How to choose an activation function
· Category: AI & Machine Learning
Short answer
The activation function introduces non-linearity into a neural network, enabling it to learn complex mappings from inputs to outputs.
Steps
- Use ReLU or Leaky ReLU as the default for hidden layers in most architectures.
- Choose sigmoid or tanh only when outputs must be bounded, such as in gating mechanisms.
- Use softmax in the final layer for multi-class classification.
- Use linear activation for regression output layers.
- Experiment with Swish or GELU for very deep networks if training stability is an issue.
Tips
- ReLU is computationally cheap and mitigates vanishing gradients compared to sigmoid.
- Leaky ReLU and ELU avoid the dying ReLU problem by allowing small negative gradients.
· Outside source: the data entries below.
PR #287, opened 2018-06-12
ENH: add full support for the sync filter

### LINKED ISSUE #267: Implement the 'sync' ChannelFilter in the server.
We parse it, as of #263, but the server ignores it.

### LINKED ISSUE #300: Number of connected clients logged by server jumps up by 2 sometimes.
...which leaves the total count wrong, growing over time inaccurately.

klauer:
States are defined on the `PVGroup` level, inherited from the parent if not specified. Currently set in the class definition, but this probably should be redone - looking for suggestions.

~Note: No short-hand syntax support just yet~
Adds simple `PvProperty` for boolean values with ['No', 'Yes'] as the enum strings.

Closes #267 
Closes #300

### DIFF
--- a/caproto/_data.py
+++ b/caproto/_data.py
@@ -503,7 +503,6 @@ class ChannelData:
 
     def post_state_change(self, state, new_value):
         snapshots = self._snapshots[state]
-        snapshots.clear()
         if new_value:
             # We have changed from false to true.
             snapshots['while'] = self
@@ -660,6 +659,12 @@ class ChannelData:
                                                  self.string_encoding)
             await self.write_metadata(publish=False, **metadata_dict)
 
+        if self._fill_at_next_write:
+            snapshot = copy.deepcopy(self)
+            for state, mode in self._fill_at_next_write:
+                self._snapshots[state][mode] = snapshot
+            self._fill_at_next_write.clear()
+
         # Send a new event to subscribers.
         await self.publish(flags, (old, new))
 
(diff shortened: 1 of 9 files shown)


danielballan:
Rebased.

caproto/_data.py
```diff
@@ -436,15 +443,77 @@ def __init__(self, *, alarm=None,
...
+        self._fill_at_next_write = list()
+
+    def __setstate__(self, val):
+        self.timetstamp = val['timestamp']
+        self._alarm = val['alarm']
+        self.string_encoding = val['string_encoding']
+        self.reported_record_type = val['reported_record_type']
+        self._data = val['data']
+        self.string_encoding = val['string_encoding']
+        self._data = val['data']
```
klauer: Duplicate line. Consider also perhaps: ```self.__dict__.update(...)``` for all of the `val` items.

caproto/_data.py
```diff
@@ -621,33 +699,39 @@ def _is_eligible(self, ss, flags, pair):
...
+                for data_type, sub_specs in data_types.items():
+                    eligible = tuple(ss for ss in sub_specs
+                                     if self._is_eligible(ss))
+                    if not eligible:
+                        continue
+                    if sync is None:
+                        channel_data = self
+                    else:
+                        try:
+                            channel_data = self._snapshots[sync.s][sync.m]
```
klauer: Should we consider renaming the `s` and `m` to have some meaning, despite the filter-JSON names?

PR #290, opened 2018-06-12
FIX: Enforce limits.

danielballan:
A bunch of tests were running PV (served by caproto) past their limits
and had to be updated.


danielballan:
Tests passed; pushed an extra commit to make flake8 happy.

- Match the output activation to the loss function for numerical stability.
- Plot activations during training to detect saturation or dead neurons.
Common issues
- Sigmoid and tanh saturate for large inputs, causing vanishing gradients.
- ReLU neurons can die permanently if weights push them into permanently negative regions.
- Using softmax on binary classification instead of sigmoid wastes parameters.
- Mismatched activation and loss functions lead to poor convergence.
Example
import torch
import torch.nn as nn
model = nn.Sequential(
nn.Linear(784, 256),
nn.ReLU(),
nn.Dropout(0.2),
nn.Linear(256, 10)
)
criterion = nn.CrossEntropyLoss()
optimizer = torch.optim.Adam(model.parameters(), lr=1e-3)
This snippet defines a simple neural network with dropout for regularization, a cross-entropy loss, and the Adam optimizer in PyTorch.